T cells, on the other hand, do not secrete their receptors, called simply T cell receptors (or TCR for short). Although the TCR also can bind to antigens, these antigens must be proteins. Further, the TCR cannot detect native proteins, but they must be degraded to short (8-20 amino acids long) peptides and presented bound to cell-surface molecules called the MHC (short for Major Histocompatibility Complex) molecules. The MHC molecules are what doctors use to determine tissue types for transplants and grafts.
There are two different types of T cells, identified by the cell-surface proteins CD4 and CD8, and they serve different functions. CD8+ T cells, also called CTL's (cytotoxic T lymphocytes) or killer T cells, are mainly involved in killing virus-infected and tumor cells. CD4+ T cells, called helper T cells, are responsible for regulating the immune response. They secrete growth factors needed for B cell (antibody) activity and for optimal CTL activity. They are also involved in fine tuning the immune response between antibody production and CTL activation, since different pathogens have different susceptibilities to these two types of attack. There is also increasing evidence that CD4+ T cells play a role in turning off an immune response when the danger is gone.
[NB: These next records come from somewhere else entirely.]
PR #271, opened 2021-11-18
Add Clickhouse support

FedericoCeratto:


newapi/ooniapi/measurements.py
```diff
@@ -1062,45 +1514,103 @@ def get_aggregated():
...
-        coalsum("failure_count"),
-        coalsum("measurement_count"),
+        sql.text("SUM(anomaly = 't') AS anomaly_count"),
+        sql.text("SUM(confirmed = 't') AS confirmed_count"),
+        sql.text("SUM(msm_failure = 't') AS failure_count"),
+        sql.text("COUNT(*) AS measurement_count"),
     ]
-    table = sql.table("counters")
+    # table = sql.table("counters")
+    table = sql.table("fastpath")
```
hellais, line 1603: Why has the aggregation function for using the clickhouse backend been changed to use the fastpath instead of the counters tables?

newapi/ooniapi/measurements.py
```diff
@@ -1062,45 +1514,103 @@ def get_aggregated():
...
+    axis_x,
+    axis_y,
+):
+
+    dimension_cnt = int(bool(axis_x)) + int(bool(axis_y))
+    cacheable = until and until < datetime.now() - timedelta(hours=72)
 
     # Assemble query
     def coalsum(name):
         return sql.text("COALESCE(SUM({0}), 0) AS {0}".format(name))
```
hellais, line 1594: Maybe then `coalsum` can be deleted?

newapi/ooniapi/measurements.py
```diff
@@ -1198,6 +1708,175 @@ def coalsum(name):
...
+    probe_cc,
+    probe_asn,
+    test_name,
+    axis_x,
+    axis_y,
+):
+    log = current_app.logger
+    dimension_cnt = int(bool(axis_x)) + int(bool(axis_y))
+    cacheable = until and until < datetime.now() - timedelta(hours=72)
+    cacheable = False  # FIXME
```
hellais, line 1727: Since measurements can also be uploaded at a later stage I recon we should disable caching altogether on these endpoints.

newapi/ooniapi/measurements.py
```diff
@@ -1198,6 +1708,175 @@ def coalsum(name):
...
+        where.append(sql.text("category_code = :category_code"))
+        query_params["category_code"] = category_code
+        log.error("@"*66)
+
+    if probe_cc:
+        where.append(sql.text("probe_cc = :probe_cc"))
+        query_params["probe_cc"] = probe_cc
+
+    if probe_asn is not None:
+        if probe_asn.startswith("AS"):
```
hellais, line 1764: Isn't this already handled earlier on by the `param_asn` function?

newapi/ooniapi/measurements.py
```diff
@@ -1198,6 +1708,175 @@ def coalsum(name):
...
+    if since:
+        where.append(sql.text("measurement_start_time > :since"))
+        query_params["since"] = since
+
+    if until:
+        where.append(sql.text("measurement_start_time <= :until"))
+        query_params["until"] = until
+
+    if test_name:
+        assert test_name in TEST_NAMES
```
hellais, line 1779: Perhaps this should be handled in the parent function and a user meaningful error should be returned in the event of an unsupported test_name.

newapi/ooniapi/measurements.py
```diff
@@ -1198,6 +1708,175 @@ def coalsum(name):
...
+            delta = 0
+
+        # lim = 100
+        # if delta > lim * 30:
+        #     granularity = ("year", "toYear")
+        # elif delta > lim * 7:
+        #     granularity = ("month", "toMonth")
+        # elif delta > lim:
+        #     granularity = ("week", "toWeek")
+        if delta < 2:
```
hellais, line 1802: I am not sure it's a good idea for the backend to be doing this type of dynamic/magic scaling of the granularity of the returned data. I would rather it's the user explicitly asking for a higher or lower level of granularity and them passing it to the backend via the UI.

newapi/ooniapi/measurements.py
```diff
@@ -1198,6 +1708,175 @@ def coalsum(name):
...
+            granularity = ("day", "toDate")
+        tcol, fun = granularity
+        tcol = "measurement_start_day"  # TODO: support dynamic axis names
+        cols.append(sql.text(f"{fun}(measurement_start_time) AS {tcol}"))
+        colnames.append(tcol)
+        group_by.append(column(tcol))
+
+    def add_axis(axis, cols, colnames, group_by):
+        if axis == "blocking_type":
+            t = "JSONExtractString(scores, 'analysis', 'blocking_type') AS blocking_type"
```
hellais, line 1814: Nice!

newapi/ooniapi/measurements.py
```diff
@@ -719,29 +836,82 @@ def list_measurements():
...
+    failure,
+    input_,
+    domain,
+    category_code,
+    order,
+    order_by,
+    limit,
+    offset,
+):
     INULL = ""  # Special value for input = NULL to merge rows with FULL OUTER JOIN
```
hellais, line 910: This can be deleted now I guess.

newapi/ooniapi/measurements.py
```diff
@@ -865,6 +1031,8 @@ def list_measurements():
     # Assemble the "external" query. Run a final order by followed by limit and
     # offset
     query = fp_query.offset(offset).limit(limit)
+    query_params["param_1"] = limit
+    query_params["param_2"] = offset
```
hellais, line 1035: Where are these being used?

newapi/ooniapi/measurements.py
FedericoCeratto: No, why? It's the Postgres version of the query.

newapi/ooniapi/measurements.py
FedericoCeratto: No, this is the postgresql version of the query.

newapi/ooniapi/measurements.py
FedericoCeratto: IIRC it was required by offset(...) and limit(...) but I'm not focusing on PG code in this PR.

newapi/ooniapi/measurements.py
FedericoCeratto: This is why is mostly commented out. Users might be unaware of what constitutes the right granularity and poor choices impact the API; also we might want to be able to tune the granularity centrally over time to optimize performance.

However we could let the API pick the preferred granularity by default, to make the MAT user friendly, and also allow users to require a fixed granularity. In the second case the API could simply refuse overly heavy queries.

newapi/ooniapi/measurements.py
hellais: I didn't notice that it was being used further down, I thought it was no longer used since it was dropped from the query itself.

newapi/ooniapi/citizenlab.py
```diff
@@ -750,13 +753,110 @@ def list_url_priorities():
...
+        ('MISC', '*', '*', '*', 20),
+        ('HACK', '*', '*', '*', 20),
+        ('ECON', '*', '*', '*', 20),
+        ('COMM', '*', '*', '*', 20),
+        ('CTRL', '*', '*', '*', 20),
+        ('NEWS', 'it', '*', '*', 10),
+        ('NEWS', 'it', 'www.leggo.it', '*', 5),
+        ('COMT', '*', '*', '*', 100),
+        ('GRP', '*', '*', '*', 100),
+    ]
```
hellais, line 835: Why are these priorities hardcoded?

How will the updating of the priorities work? Will the prioritization frontend write to pg or clickhouse? How do we ensure the two tables are kept in sync? If it's not needed to keep them in sync, perhaps we should be dropping support for reading/writing to whichever one is no longer being used.

newapi/ooniapi/measurements.py
FedericoCeratto: Fixed

newapi/ooniapi/measurements.py
FedericoCeratto: The caching is temporarily disabled but could be added back and used only when the msmts are old enough to safely support caching.

newapi/ooniapi/measurements.py
FedericoCeratto: Done

newapi/ooniapi/citizenlab.py
FedericoCeratto: This was used only once just to bootstrap default values in the table.

newapi/tests/conftest.py
```diff
@@ -101,20 +108,22 @@ def setup_database_part_1():
...
+    """Clone pipeline repo to then run fastpath from S3 and citizenlab importer"""
+    if not pytest.create_db and not pytest.inject_msmts:
         return
     d = tmpdir_factory.mktemp("pipeline")
     if d.isdir():
         shutil.rmtree(d)
     # cmd = f"git clone --depth 1 https://github.com/ooni/pipeline -q {d}"
-    cmd = f"git clone --depth 1 https://github.com/ooni/pipeline --branch stop-after -q {d}"
+    # FIXME change branch
+    cmd = f"git clone --depth 1 https://github.com/ooni/pipeline --branch clickhouse2 -q {d}"
```
hellais, line 119: Since the clickhouse2 branch has been merged into master and deleted, this needs to be changed in order for the CI tests to run properly.

newapi/ooniapi/measurements.py
FedericoCeratto: Fixed

newapi/tests/conftest.py
FedericoCeratto: Fixed, good spot!

newapi/ooni_api_uploader.py
```diff
@@ -204,10 +208,12 @@ def main():
             jsonl_s3path = (
                 f"raw/{tstamp[:8]}/{tstamp[8:10]}/{cc}/{testname}/{jsonlf.name}"
             )
-            upload_to_s3(s3, bucket_name, postcanf, postcan_s3path)
-            upload_to_s3(s3, bucket_name, jsonlf, jsonl_s3path)
-
-            update_db_table(db_conn, lookup_list, jsonl_s3path)
+            if conf.get("run_mode", "") == "DESTROY_DATA":
```
hellais, line 211: This sounds like a very dangerous mode of operation to have. Should we maybe add some extra guards (like that you must run the tool with some special option) to prevent this happening by mistake?
At the very least, I think we should display a very big warning when the script is invoked, that it's in this mode of operation.

newapi/ooniapi/auth.py
```diff
@@ -71,7 +73,11 @@ def jerror(msg, code=400):
 
 def create_jwt(payload: dict) -> str:
     key = current_app.config["JWT_ENCRYPTION_KEY"]
-    return jwt.encode(payload, key, algorithm="HS256").decode()
+    token = jwt.encode(payload, key, algorithm="HS256")
+    if isinstance(token, bytes):
+        return token.decode()
+    else:
```
hellais, line 79: nitpick, you don't need the else statement here.

newapi/ooniapi/auth.py
```diff
@@ -356,16 +366,23 @@ def user_login():
...
+            VALUES(:account_id, :role)
+            ON CONFLICT (account_id) DO
+            UPDATE SET role = EXCLUDED.role
+        """
+        q = current_app.db_session.execute(query, query_params).rowcount
+        current_app.db_session.commit()
+
+    if current_app.config["USE_CLICKHOUSE"]:
+        query = """INSERT INTO accounts (account_id, role)
+            VALUES(:account_id, :role)"""
```
hellais, line 382: I guess the `accounts` table in clickhouse is configured to be a `ReplacingMergeTree`?

If so, isn't there the risk that after the "update" of a role is executed we end up with duplicate rows and hence the changes to the account role will not be reflected immediately?

Perhaps we can run an `OPTIMIZE` query right after this (though this feels a bit like a hack)?

hellais: Alternatively we could make use the table mutations: https://clickhouse.com/docs/en/sql-reference/statements/alter/update/

newapi/ooniapi/auth.py
```diff
@@ -411,23 +428,35 @@ def set_account_role():
...
-    # TODO return status
-    return q
+    if current_app.config["DATABASE_URI_RO"]:
+        query = "DELETE FROM accounts WHERE account_id = :account_id"
+        q = current_app.db_session.execute(query, query_params).rowcount
+        current_app.db_session.commit()
+
+    if current_app.config["USE_CLICKHOUSE"]:
+        # reset account to "user" role
+        q = "INSERT INTO accounts (account_id, role) VALUES(:account_id, 'role')"
```
hellais, line 441: Why is the value of `role` set to `'role'`?

Also, this isn't really equivalent to deleting the row from the DB. Perhaps we could make use of the DELETE mutation?
https://clickhouse.com/docs/en/sql-reference/statements/alter/delete/

newapi/ooniapi/auth.py
FedericoCeratto: It's just for readability and safety - to stress that we are running either line 78 or 80

newapi/ooniapi/auth.py
FedericoCeratto: No, these are EmbeddedRocksDB tables. A little database embedded in Clickhouse that provides ACID.

newapi/ooni_api_uploader.py
hellais: Yes I see that, but since it's dependent on something which is inside of a file (that you don't see very clearly when you run it from the CLI), there is a the risk for a mistake.

Can we at least add a warning message to stderr/stdout when it's started in this mode of operation?

newapi/ooniapi/auth.py
hellais: I guess this is a matter of code style. I personally tend to prefer dropping else statements when they are not needed as I find it more readable.

Also, why is it that we need to handle cases in which the token might be in bytes or not? From what I see `jwt.encode` returns an `str`, in which cases is it going to be bytes?

newapi/ooniapi/auth.py
```diff
@@ -124,19 +130,29 @@ def wrapper(*args, **kwargs):
...
+                        return jerror("Authentication token expired", 401)
+
+            else:  # pragma: no cover
+                q = current_app.db_session.execute(query, query_params)
+                row = q.fetchone()
+                if row:
+                    threshold = row[0]
+                    iat = datetime.utcfromtimestamp(tok["iat"])
+                    if iat < threshold:
+                        return jerror("Authentication token expired", 401)
```
hellais, line 155: It looks like these two if else branches have a fair amount of duplication.

I would suggest refactoring this as:

```
            if current_app.config["USE_CLICKHOUSE"]:
                row = query_click_one_row(sql.text(query), query_params)
            else:  # pragma: no cover
                q = current_app.db_session.execute(query, query_params)
                row = q.fetchone()
              if row:
                  threshold = row[0]
                  iat = datetime.utcfromtimestamp(tok["iat"])
                  if iat < threshold:
                      return jerror("Authentication token expired", 401)
```

newapi/ooniapi/auth.py
hellais: Is there the possibility of deleting an item in this key value store?

newapi/ooniapi/measurements.py
```diff
@@ -270,7 +323,31 @@ def _fetch_measurement_body_on_disk(report_id, input: str) -> Optional[bytes]:
...
+    """Fetch raw POST from disk, extract msmt
+    This is used only for msmts that have been processed by the fastpath
+    but are not uploaded to S3 yet.
+    YAML msmts not supported: requires implementing normalization here
+    """
+    assert msmt_uid.startswith("20")
+    tstamp, cc, testname, hash_ = msmt_uid.split("_")
+    hour = tstamp[:10]
+    int(hour)
+    spooldir = Path("/var/lib/ooniapi/measurements/incoming/")
```
hellais, line 336: Should this path perhaps be defined in the config file or at least in a top level const variable?

newapi/ooniapi/measurements.py
```diff
@@ -221,6 +232,48 @@ def _fetch_jsonl_measurement_body(report_id, input: str, measurement_uid) -> byt
...
+@metrics.timer("_fetch_jsonl_measurement_body_clickhouse")
+def _fetch_jsonl_measurement_body_clickhouse(
+    report_id, input: str, measurement_uid
+) -> Optional[bytes]:
+    """Fetch jsonl from S3, decompress it, extract msmt"""
+    inp = input or ""  # NULL/None input is stored as ''
+    try:
+        # FIXME temporary hack to test reprocessing
+        query = """SELECT s3path, linenum FROM new_jsonl
+            PREWHERE report_id = :report_id AND input = :inp
```
hellais, line 244: Nice, I wasn't aware of this PREWHERE optmisation clause.

newapi/ooniapi/measurements.py
```diff
@@ -221,6 +232,48 @@ def _fetch_jsonl_measurement_body(report_id, input: str, measurement_uid) -> byt
...
+        metrics.incr("msmt_not_found_in_jsonl")
+        return None
+
+    s3path = lookup["s3path"]
+    linenum = lookup["linenum"]
+    log.debug(f"Fetching file {s3path} from S3")
+    try:
+        return _fetch_jsonl_measurement_body_inner(s3path, linenum)
+    except:  # pragma: no cover
+        log.error(f"Failed to fetch file {s3path} from S3")
```
hellais, line 273: Should we maybe log the exception?

newapi/ooniapi/measurements.py
```diff
@@ -367,6 +495,103 @@ def get_raw_measurement():
...
+        AND fastpath.report_id = :report_id
+        """
+    query_params = dict(input=input_, report_id=report_id)
+    try:
+        rid_t = datetime.strptime(report_id[:8], "%Y%m%d")
+        query_params["begin"] = rid_t - timedelta(days=30)
+        query_params["end"] = rid_t + timedelta(days=30)
+        query += """
+        AND fastpath.measurement_start_time > :begin
+        AND fastpath.measurement_start_time < :end
```
hellais, line 562: It's worth noting that this will render measurements that are uploaded more than 30 days after their measurement upload time inaccessible.

We should probably note this as a comment and investigate if there is something else we can to do optimise this lookup.

newapi/ooniapi/measurements.py
```diff
@@ -367,6 +495,103 @@ def get_raw_measurement():
...
+    except ValueError:
+        pass  # legacy report_id format without date
+    except Exception as e:
+        log.error(e, exc_info=True)
+
+    query += "LIMIT 1"
+    msmt_meta = query_click_one_row(sql.text(query), query_params)
+    if not msmt_meta:
+        return {}  # measurement not found
+    if msmt_meta["probe_asn"] == 0:
```
hellais, line 573: Perhaps we can make this check more explicit for the leakage.

We can check if probe_asn == 0 and report_id.split("_")[3] != 00 and only in this case return empty?

hellais: We should also link to the issue and blog post explaining why we are doing this:
https://ooni.org/post/2020-ooni-probe-asn-incident-report/
https://github.com/ooni/explorer/issues/495

newapi/ooniapi/private.py
```diff
@@ -769,26 +1046,36 @@ def api_private_country_overview():
...
-    r = q.fetchone()
-    # NOTE: we are hardcoding a fixed first_bucket_date
+    if current_app.config["USE_CLICKHOUSE"]:
+        s = """SELECT
+            toDate(MIN(measurement_start_time)) AS first_bucket_date,
+            COUNT() AS measurement_count,
+            COUNT(DISTINCT probe_asn) AS network_count
+            FROM fastpath
+            WHERE probe_cc = :probe_cc
+            AND measurement_start_time > '2016-01-01'
```
hellais, line 1056: Why is a limit on 2016-01-01 being set here?

newapi/tests/integ/README.adoc
```diff
@@ -1,14 +1,27 @@
...
+ * run the API to receive as set of artificial fresh measurements simulating msmt upload
+   * populate the fastpath table with partially deterministic data
+     * this trigger updates to Clickhouse materialized views and allow testing URL prioritization
+
+   * run the measurement uploader to populate the jsonl table
+     * do not write to S3
+
+Multiple runs of --inject-msmts *may* add new data. Tests should be written to pass if one or more runs have been done.
 
-DATABASE_URL=postgresql://readonly@localhost:5433/metadb pytest-3 -s --show-capture=no -f -x
```
hellais, line 11: Should we maybe move these docs into the top level directory (or maybe even in the top level readme directly)?

newapi/ooni_api_uploader.py
FedericoCeratto: The tool runs as a daemon and it's not meant to be ran manually from CLI.

newapi/ooniapi/auth.py
FedericoCeratto: The duplication in done on purpose to leave the PG code untouched avoiding any risk of breaking it and remove it easily later on.

newapi/ooniapi/citizenlab.py
```diff
@@ -750,13 +753,110 @@ def list_url_priorities():
...
+        AND domain = :domain
+        AND url = :url
+        AND priority = :priority
+        """
+        q = current_app.db_session.execute(query, old).rowcount
+        if q < 1:
+            return jerror("Old rule not found", 400)
+
+    if new:  # add new rule
+        query = """INSERT INTO url_priorities
```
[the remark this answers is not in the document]
FedericoCeratto: Implementing reliable deletion using a temporary table has proven to be quite messy. The current implementation will also allow replication in future.

newapi/ooniapi/measurements.py
```diff
@@ -270,7 +323,31 @@ def _fetch_measurement_body_on_disk(report_id, input: str) -> Optional[bytes]:
...
+def _fetch_measurement_body_on_disk_by_msmt_uid(msmt_uid: str) -> Optional[bytes]:
+    """Fetch raw POST from disk, extract msmt
+    This is used only for msmts that have been processed by the fastpath
+    but are not uploaded to S3 yet.
+    YAML msmts not supported: requires implementing normalization here
+    """
+    assert msmt_uid.startswith("20")
+    tstamp, cc, testname, hash_ = msmt_uid.split("_")
+    hour = tstamp[:10]
+    int(hour)
```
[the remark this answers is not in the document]
FedericoCeratto: It's indeed just a check. We don't want to change type to the hour variable.

newapi/ooniapi/measurements.py
FedericoCeratto: We want to restrict the range for performance reasons. Is there anything different we can do?

newapi/ooniapi/measurements.py
FedericoCeratto: Added

newapi/ooni_api_uploader.py
hellais: What about requiring a command line flag from the daemon init script, so it's clear from reading that script that it's going to behave this way.
My concern is just that we might accidentally have this value set in the config file and not notice it (it's in a config file that is distant from the how the tool is started).

Also the log message is printed only after the files have already been deleted, so we should move printing this further up in the call chain, perhaps at the beginning of the main.

newapi/ooniapi/auth.py
hellais: But why is the value of `role` set to `'role'` instead of `'user'`?

newapi/ooniapi/measurements.py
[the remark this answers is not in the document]
hellais: In that case isn't it perhaps better to explicitly try catch it so it's clear that is what is being done here?

newapi/ooniapi/measurements.py
hellais: > We can check if probe_asn == 0 and report_id.split("_")[3] != 00 and only in this case return empty?

This was not addressed

newapi/ooniapi/private.py
FedericoCeratto: Fixed, thanks.

newapi/ooniapi/measurements.py
FedericoCeratto: Updated

newapi/ooniapi/measurements.py
FedericoCeratto: Dynamic scaling removed.

newapi/ooniapi/citizenlab.py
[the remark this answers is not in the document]
hellais: Since we are using the FINAL keyword for the SELECT query (and CollapseMergeTree table) duplicate entries will be merged when the select is run.

newapi/ooniapi/measurements.py
hellais: We discussed that this is not particularly important, because at this point of the code the caller already has the report_id, so the ASN is anyways leaked and there is no need for the additional check.

newapi/ooniapi/auth.py
```diff
@@ -521,25 +556,51 @@ def set_session_expunge():
...
-
+    query_params: Dict[str, Any] = dict(account_id=account_id)
+    if current_app.config["DATABASE_URI_RO"]:
+        log.info("Deleting from PostgreSQL session_expunge")
+        query = "DELETE FROM session_expunge WHERE account_id = :account_id"
+        current_app.db_session.execute(query, query_params)
+        current_app.db_session.commit()
+        return
+
+    elif current_app.config["USE_CLICKHOUSE"]:
```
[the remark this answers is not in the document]
FedericoCeratto: Updated.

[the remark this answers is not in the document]
hellais: This has been updated to use the same pattern

newapi/ooniapi/auth.py
FedericoCeratto: Added a FIXME

newapi/ooniapi/measurements.py
FedericoCeratto: It's used only in that place. If we'll have to support different paths in future we can change it when needed.

newapi/ooniapi/measurements.py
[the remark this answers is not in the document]
FedericoCeratto: Added comment to clarify.

newapi/ooniapi/measurements.py
FedericoCeratto: Added comment. At this time we never encountered measurements that are not accessible due to this filtering (we are using a generous 60 day range).

FedericoCeratto:
Merging as discussed on Slack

Since T cells only see antigens in the context of MHC molecules, and there are two different types of T cells, it should not be surprising that there are also two types of MHC molecules: Class I and Class II. Class I MHC molecules, which are expressed on essentially all nucleated cells, present peptides derived almost exclusively from intracellular proteins, and these are recognized by CD8+ T cells. Class II MHC molecules are expressed only on a limited subset of cells (including macrophages, B cells, dendritic cells, and some glial cells) and present peptides to CD4+ T cells. The Class II pathway is responsible for processing and presenting extracellular antigens, although it is clear that intracellular proteins can also enter the pathway.